Thanks.  I probably would like IR film if I ever worked with film.  I've gotten into photography recently and work with digital.  I'd like to learn about film and developing some day, but don't have the time or money to put into that right now.

Here's another one that I did:


----------



## Karalee (May 2, 2006)

Crazy fabulous!!! These are awesome :thumbsup:


----------



## Meysha (May 3, 2006)

AMAZING!!! :shock:



> I took 3 photos (infrared, visible, ultraviolet)


 Can I ask you how you did these? mainly the IR and the UV.


----------



## AluminumStudios (May 3, 2006)

Unimaxium said:
			
		

> Wow, that's pretty cool. How exactly did you go about getting the UV and IR shots? I thought CCDs aren't very sensitive to UV light.
> 
> PS: welcome to the site



CCDs are sensitive to near infrared and UV, however that sensitivity is lower than visible light (in large part due to an infrared blocking filter behind the lense and in front of the CCD.)

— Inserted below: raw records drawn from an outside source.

PR #472, opened 2025-09-03
Dqlite: TLS error followup for IPv6

roosterfish:
Follow up on https://github.com/canonical/microcluster/pull/470 to also account for IPv6 addresses. 

I initially thought this is working for IPv4 and IPv6 but more tests have shown that in case of IPv6 we need to handle a newline and the additional brackets.

### DIFF
--- a/internal/daemon/logfilter.go
+++ b/internal/daemon/logfilter.go
@@ -3,6 +3,7 @@ package daemon
 import (
 	"bytes"
 	"regexp"
+	"strings"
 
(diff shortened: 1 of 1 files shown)


roosterfish:
Pipeline failing due to change in `dqlite` which isn't yet reflected by a new release of `go-dqlite`.

roosterfish:
Can be rebased once https://github.com/canonical/microcluster/pull/473 is merged to unblock the dqlite issues.

markylaing (approved):
LGTM thanks

PR #473, opened 2025-09-04
Go: Update dependencies

roosterfish:
This updates all the Go deps including the latest LXD. 

Some changes are required to accommodate recent changes in LXD. Also some types are now moved into Microcluster as they got removed in LXD.


markylaing (approved):
Good stuff, thanks

internal/rest/client/client.go
```diff
@@ -171,20 +178,6 @@ func (c *Client) SetClusterNotification() {
 func forwardingProxy(r *http.Request) (*url.URL, error) {
 	r.Header.Set("User-Agent", clusterRequest.UserAgentNotifier)
 
-	ctx := r.Context()
-
-	val, ok := ctx.Value(request.CtxUsername).(string)
-	if ok {
-		r.Header.Add(request.HeaderForwardedUsername, val)
```
roosterfish, line 178: @tomponline this is the bit I mentioned yesterday in our 1:1. All good. I remembered wrong, I actually dropped them in Microcluster as it's not used. Seems like it was originally copied from LXD.

PR #79, opened 2021-04-18
Model checking implementation for NVM

zuevmaxim:


src/jvm/main/org/jetbrains/kotlinx/lincheck/strategy/managed/modelchecking/ModelCheckingStrategy.kt
```diff
@@ -196,7 +211,7 @@ internal class ModelCheckingStrategy(
      */
     private inner class SwitchChoosingNode : InterleavingTreeNode() {
         override fun nextInterleaving(interleavingBuilder: InterleavingBuilder): Interleaving {
-            val isLeaf = maxNumberOfSwitches == interleavingBuilder.numberOfSwitches
+            val isLeaf = maxNumberOfSwitches == interleavingBuilder.numberOfCrashes + interleavingBuilder.numberOfSwitches
```
alefedor, line 214: Probably, instead of `numberOfCrashes` or `numberOfSwitches` we should be just `numberOfEvents`

src/jvm/main/org/jetbrains/kotlinx/lincheck/strategy/managed/modelchecking/ModelCheckingStrategy.kt
```diff
@@ -211,27 +226,68 @@ internal class ModelCheckingStrategy(
...
+        private val crashPositions: List<Int>,
         private val threadSwitchChoices: List<Int>,
-        private var lastNotInitializedNode: SwitchChoosingNode?
+        private val switchOrCrashChoices: List<Int>,
+        private var lastNotInitializedNode: InterleavingTreeNode?
     ) {
         private lateinit var interleavingFinishingRandom: Random
         private lateinit var nextThreadToSwitch: Iterator<Int>
+        private lateinit var nextCrashSwitchChoice: Iterator<Int>
+        private var currentSwitchCrashChoice: Int = -1
```
alefedor, line 275: I guess, this logic can be simplified.
You can check `isSwitchPosition` and `isCrashPosition` without comparing event type choices, because every execution position implicitly corresponds to a possible crash or switch. Every time `isSwitchPosition` or `isCrashPosition` is called, the execution position is increased, so there are no collisions.

src/jvm/main/org/jetbrains/kotlinx/lincheck/strategy/managed/modelchecking/ModelCheckingStrategy.kt
```diff
@@ -256,28 +313,37 @@ internal class ModelCheckingStrategy(
...
          * which helps to distinguish different switch points.
          */
-        fun newExecutionPosition(iThread: Int) {
+        private fun newExecutionPosition(iThread: Int, isSwitch: Boolean) {
+            if (exploreCrashNode == isSwitch) return
             executionPosition++
-            if (executionPosition > switchPositions.lastOrNull() ?: -1) {
+            if (executionPosition > positions.lastOrNull() ?: -1) {
                 // Add a new thread choosing node corresponding to the switch at the current execution position.
                 lastNotInitializedNodeChoices?.add(Choice(ThreadChoosingNode(switchableThreads(iThread)), executionPosition))
```
alefedor, line 329: Is it the intended logic that immediately after every crash there is a thread switch?

src/jvm/main/org/jetbrains/kotlinx/lincheck/strategy/managed/modelchecking/ModelCheckingStrategy.kt
```diff
@@ -256,28 +313,37 @@ internal class ModelCheckingStrategy(
...
 
         /**
-         * Creates a new execution position that corresponds to the current switch point.
+         * Creates a new execution position that corresponds to the current switch/crash point.
          * Unlike switch points, the execution position is just a gradually increasing counter
          * which helps to distinguish different switch points.
          */
-        fun newExecutionPosition(iThread: Int) {
+        private fun newExecutionPosition(iThread: Int, isSwitch: Boolean) {
+            if (exploreCrashNode == isSwitch) return
```
alefedor, line 325: This seems like a bug. Whether or not nodes in interleaving tree are initialized should not change execution position numbering, otherwise wrong positions will be saved in a node initialization

src/jvm/main/org/jetbrains/kotlinx/lincheck/strategy/managed/ManagedStrategy.kt
```diff
@@ -123,15 +125,19 @@ abstract class ManagedStrategy(
...
-        cv = cv,
-        tracePointConstructors = tracePointConstructors,
-        guarantees = testCfg.guarantees,
-        eliminateLocalObjects = testCfg.eliminateLocalObjects,
-        collectStateRepresentation = collectStateRepresentation,
-        constructTraceRepresentation = collectTrace,
-        codeLocationIdProvider = codeLocationIdProvider
-    )
+    override fun createTransformer(cv: ClassVisitor): ClassVisitor {
+        val visitor = CrashEnabledVisitor(cv, testClass, recoverModel.crashes)
```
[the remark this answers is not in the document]
zuevmaxim: I use this class visitor to reuse code that checks if crashes are allowed for this class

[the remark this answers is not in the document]
alefedor: Why not to transform every class that can be transformed?
Internal lincheck classes are already filtered by `TransformationClassLoader`

src/jvm/main/org/jetbrains/kotlinx/lincheck/strategy/managed/modelchecking/ModelCheckingStrategy.kt
zuevmaxim: No, I just want to unify the creation of crash/switch choices. The plan here was that the position array corresponds to lastNotInitializedNodeChoices of the same type(crash or switch).

zuevmaxim: I'll add the logic of immediate switch. I had a hope that Lincheck can deal with it.

src/jvm/main/org/jetbrains/kotlinx/lincheck/strategy/managed/ManagedStrategy.kt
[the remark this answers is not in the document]
zuevmaxim: Then the only point is filtering `@CrashFree` annotated classes. This annotation was introduced for gradual crashes enabling.

src/jvm/main/org/jetbrains/kotlinx/lincheck/strategy/managed/modelchecking/ModelCheckingStrategy.kt
zuevmaxim: I've rearranged the lines, so increment is always executed now.

src/jvm/main/org/jetbrains/kotlinx/lincheck/strategy/managed/ManagedStrategy.kt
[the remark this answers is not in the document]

If you put on a filter that blocks visible light but passes UV or IR and do a long exposure you can take a photo with this invisible range of light.

I have a little info. about digital infrared on my website http://www.aluminumstudios.com/photography/infrared/index.html and I just got into UV (although it works the same way as IR.)


----------



## Kevin D Burns (May 23, 2006)

i agree very nice work.


----------



## Meysha (May 24, 2006)

Awesome!

Your little 'study' on rainbows is amazing! and your theory on the IR band is actually quite logical but great to see it actually there.

So how do you get the UV photos?


----------



## Sir Duke (May 25, 2006)

I am taked by this process.  I would like to try this.  You have effected me.


----------



## Brian_barrett (May 26, 2006)

Great work on both of these examples. I have to admit though, I prefer the effect of IR alone more than this IR-G-UV image. However, as I dont have the equipment to do either I'll happily enjoy everyone elses experiments for now.

I wonder though, how the first one might look if you masked the sky on the green and UV images, and let the beautiful IR sky come through instead of burning out the sky by adding all three? just a thought...


----------



## Kevin D Burns (May 26, 2006)

AluminumStudios said:
			
		

> CCDs are sensitive to near infrared and UV, however that sensitivity is lower than visible light (in large part due to an infrared blocking filter behind the lense and in front of the CCD.)
> 
> If you put on a filter that blocks visible light but passes UV or IR and do a long exposure you can take a photo with this invisible range of light.
> 
> I have a little info. about digital infrared on my website http://www.aluminumstudios.com/photography/infrared/index.html and I just got into UV (although it works the same way as IR.)



Digital cameras have a IR cut filter in front of the CCD. One can remove this filter but one has to tear down the camera and replace the filter with a clear glass filter of the same size.
There are a few digital cameras that do quite well for IR work.
http://dpfwiw.com/ir.htm#specs
i am getting into IR work and am having so much fun with it. After reading the original post going to play with color filters, now. Just to see what happens.


----------



## lathamemmons (Aug 11, 2006)

is there uv sensitive film?
i would love to try the uv shot he has


----------